↓↓↓

PR #3697, opened 2024-08-04
Marked QLabel and ComboBox texts as translatable in 'Edit Pragma' QTabWidget

hchiper:
Currently, these strings cannot be translated and are always in English, regardless of the user's language.

### DIFF
--- a/src/MainWindow.ui
+++ b/src/MainWindow.ui
@@ -211,17 +211,17 @@ You can drag SQL statements from an object row and drop them into other applicat
              <widget class="QComboBox" name="comboboxPragmaAutoVacuum">
               <item>
                <property name="text">
-                <string>None</string>
+                <string notr="true">None</string>
                </property>
               </item>
               <item>
                <property name="text">
-                <string>Full</string>
+                <string notr="true">Full</string>
                </property>
               </item>
               <item>
                <property name="text">
-                <string>Incremental</string>
+                <string notr="true">Incremental</string>
                </property>
               </item>
              </widget>
@@ -366,32 +366,32 @@ You can drag SQL statements from an object row and drop them into other applicat
              <widget class="QComboBox" name="comboboxPragmaJournalMode">
               <item>
                <property name="text">
-                <string>Delete</string>
+                <string notr="true">Delete</string>
                </property>
               </item>
               <item>
                <property name="text">
-                <string>Truncate</string>
+                <string notr="true">Truncate</string>
                </property>
               </item>
               <item>
                <property name="text">
-                <string>Persist</string>
+                <string notr="true">Persist</string>
                </property>
               </item>
               <item>
                <property name="text">
-                <string>Memory</string>
+                <string notr="true">Memory</string>
                </property>
               </item>
               <item>
                <property name="text">
-                <string>WAL</string>
+                <string notr="true">WAL</string>
                </property>
               </item>
               <item>
                <property name="text">
-                <string>Off</string>
+                <string notr="true">Off</string>
                </property>
               </item>
              </widget>
@@ -436,12 +436,12 @@ You can drag SQL statements from an object row and drop them into other applicat
              <widget class="QComboBox" name="comboboxPragmaLockingMode">
               <item>
                <property name="text">
-                <string>Normal</string>
+                <string notr="true">Normal</string>
                </property>
               </item>
               <item>
                <property name="text">
-                <string>Exclusive</string>
+                <string notr="true">Exclusive</string>
                </property>
               </item>
              </widget>
@@ -580,17 +580,17 @@ You can drag SQL statements from an object row and drop them into other applicat
              <widget class="QComboBox" name="comboboxPragmaSynchronous">
               <item>
                <property name="text">
-                <string>Off</string>
+                <string notr="true">Off</string>
                </property>
               </item>
               <item>
                <property name="text">
-                <string>Normal</string>
+                <string notr="true">Normal</string>
                </property>
               </item>
               <item>
                <property name="text">
-                <string>Full</string>
+                <string notr="true">Full</string>
                </property>
               </item>
              </widget>
@@ -612,17 +612,17 @@ You can drag SQL statements from an object row and drop them into other applicat
              <widget class="QComboBox" name="comboboxPragmaTempStore">
               <item>
                <property name="text">
-                <string>Default</string>
+                <string notr="true">Default</string>
                </property>
               </item>
               <item>
                <property name="text">
-                <string>File</string>
+                <string notr="true">File</string>
                </property>
               </item>
               <item>
                <property name="text">
-                <string>Memory</string>
+                <string notr="true">Memory</string>
                </property>
               </item>
              </widget>
--- a/src/MainWindow.ui
+++ b/src/MainWindow.ui
@@ -194,7 +194,7 @@ You can drag SQL statements from an object row and drop them into other applicat
             <item row="0" column="0">
              <widget class="QLabel" name="labelPragmaAutoVacuum">
               <property name="text">
-               <string notr="true">&lt;html&gt;&lt;head/&gt;&lt;body&gt;&lt;p&gt;Auto Vacuum &lt;a href=&quot;https://www.sqlite.org/pragma.html#pragma_auto_vacuum&quot;&gt;&lt;img src=&quot;:/icons/whatis&quot;/&gt;&lt;/a&gt;&lt;/p&gt;&lt;/body&gt;&lt;/html&gt;</string>
+               <string>&lt;html&gt;&lt;head/&gt;&lt;body&gt;&lt;p&gt;Auto Vacuum &lt;a href=&quot;https://www.sqlite.org/pragma.html#pragma_auto_vacuum&quot;&gt;&lt;img src=&quot;:/icons/whatis&quot;/&gt;&lt;/a&gt;&lt;/p&gt;&lt;/body&gt;&lt;/html&gt;</string>
               </property>
               <property name="openExternalLinks">
                <bool>true</bool>
@@ -211,17 +211,17 @@ You can drag SQL statements from an object row and drop them into other applicat
              <widget class="QComboBox" name="comboboxPragmaAutoVacuum">
               <item>
                <property name="text">
-                <string notr="true">None</string>
+                <string>None</string>
                </property>
               </item>
               <item>
                <property name="text">
-                <string notr="true">Full</string>
+                <string>Full</string>
                </property>
               </item>
               <item>
                <property name="text">
-                <string notr="true">Incremental</string>
+                <string>Incremental</string>
                </property>
               </item>
              </widget>
@@ -229,7 +229,7 @@ You can drag SQL statements from an object row and drop them into other applicat
             <item row="1" column="0">
              <widget class="QLabel" name="labelPragmaAutomaticIndex">
               <property name="text">
-               <string notr="true">&lt;html&gt;&lt;head/&gt;&lt;body&gt;&lt;p&gt;Automatic Index &lt;a href=&quot;https://www.sqlite.org/pragma.html#pragma_automatic_index&quot;&gt;&lt;img src=&quot;:/icons/whatis&quot;/&gt;&lt;/a&gt;&lt;/p&gt;&lt;/body&gt;&lt;/html&gt;</string>
+               <string>&lt;html&gt;&lt;head/&gt;&lt;body&gt;&lt;p&gt;Automatic Index &lt;a href=&quot;https://www.sqlite.org/pragma.html#pragma_automatic_index&quot;&gt;&lt;img src=&quot;:/icons/whatis&quot;/&gt;&lt;/a&gt;&lt;/p&gt;&lt;/body&gt;&lt;/html&gt;</string>
               </property>
               <property name="openExternalLinks">
                <bool>true</bool>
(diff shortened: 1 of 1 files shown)


mgrojo:
This cannot be done in this way. The no-translation attribute was added on purpose, see https://github.com/sqlitebrowser/sqlitebrowser/commit/9a30e6cbb0b60ad7b98e5bbcc49f9f4a404ab30b

I'm not sure if it's a good idea to translate anything here, since the pragma names, the values and the documentation is only in English in SQLite.

@hchiper how would you translate all of this into your native language, assuming it's not English?

Maybe we should take into account the opinion of other translators, like @lulol, @FriedrichFroebel, @PeterDaveHello, @GortiZ6 or @mvt91.

If we decide to translate this, then a way to separate the translation from the values used as pragma names and values. Otherwise, this could happen again: https://github.com/sqlitebrowser/sqlitebrowser/issues/1489#issuecomment-410554632

HTML code and links should also not be passed for translation, to avoid unneeded work to translators and possible errors.

FriedrichFroebel:
I have no really strong preference on this, expect that I would like to avoid having to copy lots of HTML code and identify the small bits which might need a translation while dealing with escaped HTML code. Given that I consider pragmas extended functionality, I would expect the user know the corresponding concepts already with their actual "SQL name", and thus would not necessarily translate it to avoid confusion.

hchiper:
@mgrojo 

Sorry, I wasn't aware that the no-translation attribute was added on purpose. However I think translation is possible, while keeping the PRAGMA names unchanged, in uppercase for example; it was not my intention to translate them as well. Have a look at this screenshot to have a more precise idea.
Screenshot_20240804_175446

As for whether or not HTML code should be translated, I think it should. By the way, all the strings I marked for translation **are** HTML code.
The entire content of the About dialog is also HTML. It was translated in version 3.13 rc3 but the translation has disappeared in the final release 3.13.0. I don't see the advantage, on the contrary.

I started to work on this pull request because untranslated text gave me the feeling of unfinished work and I was ready to make a small contribution. This remark is of course not a criticism of the translators, who have already made a huge amount of work.

@FriedrichFroebel 

I am not totally certain, but I think most of the HTML code has already been translated (at least in French).

And I agree that "SQL names" or keywords should not be translated (it would not make sense).

PeterDaveHello:
If some technical terms cannot be well translated into Traditional Chinese, I usually prefer to keep them in their original language. However, I am not entirely sure if I fully understand the context and the whole picture here.

Just FYR, I usually judge based on the translatable or similar parameters provided by the upstream project. If the project has already determined that something should not be translated, I would typically not translate it unless it is obviously a term or string that should be translated. For example, specific commands or technical terms are usually kept in their original form because they are primarily used as such in practice.

hchiper:
@PeterDaveHello 

I totally agree that *specific commands or technical terms are usually kept in their original form* and that is precisely what I did in the sample translation shown in the DB4S screen capture above (I have translated and compiled a local copy).
Moreover, these specific terms are uppercase (LIKE, CHECK...) to highlight they are SQL keywords or specific commands.
For clarity, here is a screen capture of the full DB4S window.
Screenshot_20240805_082947

As one can see, the text of the 3rd tab, originally **Execute SQL**, has been translated in the official French version as **Exéuter le SQL** where SQL (Structured Query Language) has not been translated to LRS (Langage de Requête Structuré), which would have been incomprehensible.

And in my opinion it would have been preferable to have translated of the 4th tab as **Éditer les directives PRAGMA**.

I hope my intentions are now a little clearer.

src/MainWindow.ui
```diff
@@ -211,25 +211,25 @@ You can drag SQL statements from an object row and drop them into other applicat
              <widget class="QComboBox" name="comboboxPragmaAutoVacuum">
               <item>
                <property name="text">
-                <string notr="true">None</string>
+                <string>None</string>
```
mgrojo, line 214: Please restore the `notr`attribute for this and the other valuesso that they are never changed in tralations, otherwise the pragma edition will be broken.

If you still want to translate the values, you'd need to change also the code to make it work even with translated values.

mgrojo (changes requested):
The intention is clear. If you solve the problem with the values, it will look OK to me.

src/MainWindow.ui
hchiper: I understand that changing the values in the combo-boxes could break the code. Thanks for having explained.
I have restored the notr="true" attribute for them.
I hope the modification is now acceptable and that you can see it.

mgrojo (approved):
OK, if the values are not translated, there's no possibility of breaking the code, so it can be accepted. Since nobody seems to oppose it, I will merge it. Translators are always free to finalize a translation string without providing a translation (in that case, the original string is used in the localized application).

lulol:
This is not like Excel localized function names, right? :wink: :scream:

mgrojo:
> This is not like Excel localized function names, right? 😉 😱

You have a point, but I'd say it isn't. This is just a form inside an application and, as @hchiper said, users can have a  "feeling of unfinished work". At the beginning, we allow translation of these strings, until we discovered that there was a technical problem, because the strings were used for two pragmas as direct values in the code. Now that problem is solved, and it's up to the translators to provide a translation for their language or leave it in the original form. There are pros and cons of translating it, but this is not like translating function identifiers for code, in my opinion. In fact, I've also added tooltips with the original pragma names in SQL, and the links to the help are also visible in the status bar, so users with previous knowledge of these pragmas, can clarify exactly what we are referring to, in case of any doubt.

By the way, as part of the change, I translated the [strings to Spanish](https://github.com/sqlitebrowser/sqlitebrowser/commit/bf62f3afc4ad820c34e1be212baa6a4c24694baf#diff-b2727cb65fea9bbaf96821589c6b914201c4c4bd8facd0df1b54037afad503e1), but mostly in order to test the implementation. If you think it is best to keep the original version, I'm open to reverting the translation.

lulol:
These changes seem perfect to me, balanced between accurate and self-explanatory.

I agree with @FriedrichFroebel that while users changing pragmas probably know the concepts, also DB4S provides a very intuitive and low entry bar to database management for the many casual users, but with tooltips helping to remember the exact real names, hopefully neither should be confused.
The very informative and verbose tooltips are one of the things I like most about DB4S's gui and that makes its use so intuitive, despite the extra work editing escaped html tags.

Now all the translators need to remember to keep that balance. :smile:

hchiper:
> @hchiper, good news, I've made changes in commit [bf62f3a](https://github.com/sqlitebrowser/sqlitebrowser/commit/bf62f3afc4ad820c34e1be212baa6a4c24694baf) to allow translations of pragma values. With this, translating this tab will make more sense, otherwise the names are in a language and the values in the original.
> 
> Also, in [ad00ad4](https://github.com/sqlitebrowser/sqlitebrowser/commit/ad00ad43059a28cd1a8dc81ed8c210d77b098b70), I've separated the HTML labels from the pure pragma names, so translation will be easier on the technical side.
> 
> The translation files are also updated, so if you want, you can work from that point and make a pull request for your translation into French.

I have begun the translation into French. But before going further, I prefer ask if translating the values is now safe: in a previous message you asked me to restore the notr attribute becaus translating the values would break the code.

FriedrichFroebel:
>  Should I mark the items as `done` (checkmark) in Qt Linguist, or leave the question mark?

Without marking them explicitly, they show up as untranslated, which might not be desired. Thus either mark them as done or copy over the original text and ideally verify that the correct values are indeed being rendered.

>  Is there a person responsible of the French translation that I should contact to discuss?

See the last call for translations at https://github.com/sqlitebrowser/sqlitebrowser/issues/3452#issue-1886210081 or the commit history of the corresponding file at https://github.com/sqlitebrowser/sqlitebrowser/commits/master/src/translations/sqlb_fr.ts

I would recommend to create a dedicated pull request with you changes once you think you are done and ask the previous translators/main translator for possible feedback.

hchiper:
Thanks. The French translation in well underway.

Unfortunately, I failed to find contact info for @mvt91 who was the last (and only?) contributor to the French translation.

When I came to unfinished strings for **ColumnDisplayFormatDialog** I noticed something that seemed strange (see attached screenshot): when I select a source text in the middle panel, the line highlighted in light blue in the right panel is 2 lines above the line containing that source text (red border). I'm using Qt Linguist Version 5.15.2 (the version available in my distro repositories). There is a 1 or 2 lines shift for (almost) every string. **ColumnDisplayFormatDialog** is the only context where it happens.

Is there a problem with that particular context? Should I ignore that and continue to translate or should I wait for a fix?
Screenshot_20240816_150146

mgrojo:
> Is there a problem with that particular context? Should I ignore that and continue to translate or should I wait for a fix?

You can ignore that. Whenever a source file is modified in any way, even if the change doesn't affect translatable strings, the line information present in the translation files is displaced, but it doesn't break the translation, only that reference in Linguist and similar tools.

mvt91:
Hi All

is there someone working on the French translation ?

Do you neeed some help.

I did it many times :)

regards

----- Mail d'origine -----
De: Manuel ***@***.***>
À: sqlitebrowser/sqlitebrowser ***@***.***>
Cc: mvt91 ***@***.***>, Mention ***@***.***>
Envoyé: Sun, 11 Aug 2024 13:20:44 +0200 (CEST)
Objet: Re: [sqlitebrowser/sqlitebrowser] Marked QLabel and ComboBox texts as translatable in 'Edit Pragma' QTabWidget (PR #3697)

> This is not like Excel localized function names, right? ?? ??

You have a point, but I'd say it isn't. This is just a form inside an application and, as @hchiper said, users can have a  "feeling of unfinished work". At the beginning, we allow translation of these strings, until we discovered that there was a technical problem, because the strings were used for two pragmas as direct values in the code. Now that problem is solved, and it's up to the translators to provide a translation for their language or leave it in the original form. There are pros and cons of translating it, but this is not like translating function identifiers for code, in my opinion. In fact, I've also added tooltips with the original pragma names in SQL, and the links to the help are also visible in the status bar, so users with previous knowledge of these pragmas, can clarify exactly what we are referring to, in case of any doubt.

By the way, as part of the change, I translated the [strings to Spanish](https://github.com/sqlitebrowser/sqlitebrowser/commit/bf62f3afc4ad820c34e1be212baa6a4c24694baf#diff-b2727cb65fea9bbaf96821589c6b914201c4c4bd8facd0df1b54037afad503e1), but mostly in order to test the implementation. If you think it is best to keep the original version, I'm open to reverting the translation.

hchiper:
> Hi All is there someone working on the French translation ? Do you neeed some help. I did it many times :) regards

Yes, I do. I began with the translation of stings recently marked as translatable ("Edit Pragmas" tab). By the way, apart that, I discovered here and there a few missing translations, and a very few I believe could be enhanced. I have found my way with Qt Linguist. I find it a great tool because each string is visible in its context and helps a lot to translate appropriately.
For example, I've seen (don't remember where, I have to search) that "Check constraints" was translated as "Vérifier les contraintes" while "Appliquer les contraintes CHECK" seems more appropriate. 

What I have done is
- Added translations for strings in the "Edit Pragmas" tab.
- In the AboutDialog I replaced the hyphen by a space in the title ("DB-Browser" -> "DB Browser") to be consistent with the rest of the translation, and I translated the content of the main widget (inspired by translation from sqlitebrowser-v3.13.x-rc1).
- Edited HTML strings to replace a space by &nbsp; (no break space) before some punctuation signs (; : ! ?) to avoid line break just before these signs (found 13 occurrences).
- Made minor modifications / corrections to strings already translated and added some missing translations (not yet finished).





I would be happy to share my copy of `sqlb_fr.ts` with you so that you can give your feedback before any pull request.

mvt91:
Hi hchiper

If you've finished it, don't hesitate publish it

We can meet later for a new release.

With QT-Liguist, it is not easy to make some update.
I use notepad++ to check and correct some mistakes more quickly 

If you need help, I can do it !


----- Mail d'origine -----
De: hchiper ***@***.***>
À: sqlitebrowser/sqlitebrowser ***@***.***>
Cc: mvt91 ***@***.***>, Mention ***@***.***>
Envoyé: Fri, 16 Aug 2024 19:25:16 +0200 (CEST)
Objet: Re: [sqlitebrowser/sqlitebrowser] Marked QLabel and ComboBox texts as translatable in 'Edit Pragma' QTabWidget (PR #3697)

> Hi All is there someone working on the French translation ? Do you neeed some help. I did it many times :) regards

Yes, I do. I began with the translation of stings recently marked as translatable ("Edit Pragmas" tab). By the way, apart that, I discovered here and there a few missing translations, and a very few I believe could be enhanced. I have found my way with Qt Linguist. I find it a great tool because each string is visible in its context and helps a lot to translate appropriately.
For example, I've seen (don't remember where, I have to search) that "Check constraints" was translated as "Vérifier les contraintes" while "Appliquer les contraintes CHECK" seems more appropriate. 

What I have done is
- Added translations for strings in the "Edit Pragmas" tab.
- In the AboutDialog I replaced the hyphen by a space in the title ("DB-Browser" -> "DB Browser") to be consistent with the rest of the translation, and I translated the content of the main widget (inspired by translation from sqlitebrowser-v3.13.x-rc1).
- Edited HTML strings to replace a space by &nbsp; (no break space) before some punctuation signs (; : ! ?) to avoid line break just before these signs (found 13 occurrences).
- Made minor modifications / corrections to strings already translated and added some missing translations (not yet finished).





I would be happy to share my copy of `sqlb_fr.ts` with you so that you can give your feedback before any pull request.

↑↑↑

* PROBLEM TO SOLVE
Say how many lines in the records include the string "Delete", giving the figure by itself.

* TASK RESULT
2